Python

Introduction

Python is free software for computing and graphics used heavily in the AI/ML space.

Availability

Python is available on all clusters in all queues (partitions) through Python modules, Anaconda modules or Singularity containers.

Interface

There are two types of environments in which the python application can be used on ARC resources:

  • Graphical interface via OnDemand using Jupyter

  • Command-line interface. You can also start python from the command line after loading the required software module.

Note

Larger computations should be submitted as jobs, via a traditional job submission script.

Managing environments

The power of python is through extension of the base functionality via python packages. Managing and configuring your local python environment is best accomplished through a combination of a package manager (pip or conda) and an evironment manager Anaconda (or miniconda or micoromamba). Creation and use of conda environments allows one to activate the environment for later use. You can have several environments, each with different software dependencies, where you activate the one of interest at run time. Commonly, you will create a conda env, install software into it via conda/pip and then activate it for use.
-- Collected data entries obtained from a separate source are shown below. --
PR #693, opened 2019-02-10
MH-13352, Unnecessary Format

lkiesow:
The asset manager database class is constantly preparing formatted query
strings for logging even though they are only necessary when the log
level is set to debug.

This patch uses the formatter build into the logger instead to only
prepare the strings when they are actually needed.


smarquard:
Looks good.

PR #694, opened 2019-02-11
MH-13354, Asset Manager Property Performance

lkiesow:
All asset manager delete queries suffer from very poor performance in
large systems since they always probing for orphaned properties of any
media packages and will always create a joined table of all snapshots
and all properties in the process, even if it is completely unnecessary
like in the case of updating the ACL properties.

This patch fixes the problem by introducing a way to directly delete
specific properties in a single, well performing database query.

### DIFF
--- a/modules/asset-manager-api/src/main/java/org/opencastproject/assetmanager/api/AssetManager.java
+++ b/modules/asset-manager-api/src/main/java/org/opencastproject/assetmanager/api/AssetManager.java
@@ -96,6 +96,24 @@ public interface AssetManager {
    */
   boolean setProperty(Property property);
 
+  /**
+   * Delete all properties for a given media package identifier
+   *
+   * @param mediaPackageId
+   *          Media package identifier
+   */
+  void deleteProperties(String mediaPackageId);
+
+  /**
+   * Delete all properties for a given media package identifier and namespace.
+   *
+   * @param mediaPackageId
+   *          Media package identifier
+   * @param namespace
+   *          A namespace prefix to use for deletion
+   */
+  void deleteProperties(String mediaPackageId, String namespace);
+
   /** Create a new query builder. */
   AQueryBuilder createQuery();
 
--- a/modules/asset-manager-impl/src/main/java/org/opencastproject/assetmanager/impl/AssetManagerWithSecurity.java
+++ b/modules/asset-manager-impl/src/main/java/org/opencastproject/assetmanager/impl/AssetManagerWithSecurity.java
@@ -77,6 +77,7 @@ public class AssetManagerWithSecurity extends AssetManagerDecorator<TieredStorag
   }
 
   @Override public Snapshot takeSnapshot(String owner, MediaPackage mp) {
+
     final String mediaPackageId = mp.getIdentifier().toString();
     final AQueryBuilder q = q();
     final AResult r = q.select(q.snapshot())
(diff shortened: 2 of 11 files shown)


modules/asset-manager-impl/src/main/java/org/opencastproject/assetmanager/impl/AssetManagerWithSecurity.java
```diff
@@ -208,13 +209,18 @@ private AdminRole isAdmin() {
...
+   *          ACL to set
+   */
   private void storeAclAsProperties(Snapshot snapshot, AccessControlList acl) {
     final String mediaPackageId =  snapshot.getMediaPackage().getIdentifier().toString();
     // Drop old ACL rules
-    final AQueryBuilder queryBuilder = createQuery();
-    queryBuilder.delete(snapshot.getOwner(), queryBuilder.propertiesOf(SECURITY_NAMESPACE))
-            .where(queryBuilder.mediaPackageId(mediaPackageId))
-            .run();
+    super.deleteProperties(mediaPackageId, SECURITY_NAMESPACE);
```
JulianKniephoff, line 223: Note that this no longer does any authorization. Is this okay?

For example:

module load Anaconda3/2020.11
conda create -n mypy3 python=3.8 pip 
source activate mypy3
conda install ipykernel
pip install plotly kaleido

Source activating the environment ensures later conda or pip installs will install into the environment location. For a more full discussion and examples, please see the Anaconda documentation:
https://conda.io/projects/conda/en/latest/user-guide/tasks/manage-environments.html

Running without environments

If you prefer to use python without an environment, you will need to set the PYTHONUSERBASE environment variable to a location you can write to. For example:

#load a python module
module reset; module load Python/3.8.6-GCCcore-10.2.0
#give python a directory where it can install/load personalized packages
#you may want to make this more specific to cluster/node type/python version
export PYTHONUSERBASE=$HOME/python3
#install a package (--user tells python to install to the location 
#specified by PYTHONUSERBASE)
pip install --user plotly

Command line running of Python scripts

First, we need both a python script and (likely) the conda environment setup. The environment for this example was shown above as mypy3.

## violins.py
import plotly.express as px 
# using the tips dataset
df = px.data.tips() 
# plotting the violin chart
fig = px.violin(df, x="day", y="total_bill")
fig.write_image("fig1.jpeg")

Second, we need a shell script to submit to the Slurm scheduler. The script needs to specify the required compute resources, load the required software and finally run the actual script.

#!/bin/bash

### python.sh
###########################################################################
## environment & variable setup
####### job customization
#SBATCH -N 1
#SBATCH -n 16
#SBATCH -t 1:00:00
#SBATCH -p normal_q
#SBATCH -A <your account>
####### end of job customization
# end of environment & variable setup
###########################################################################
#### add modules:
module load Anaconda/2020.11
module list
#end of add modules
###########################################################################
###print script to keep a record of what is done
cat python.sh
echo "python code"
cat violins.py
###########################################################################
echo start load env and run python

source activate mypy3
python violins.py

exit;

Finally, to run both the batch script and python, we type:

sbatch python.sh

This will output a job number. You will have two output files:

  • fig1.jpeg

  • slurm-JOBID.log

The slurm log contains any output you would have seen had you typed python violins.py at the command line.

Parallel Computing in Python

Coming soon-ish. In the meantime, an mpi4py example is provided as part of ARC’s examples repository.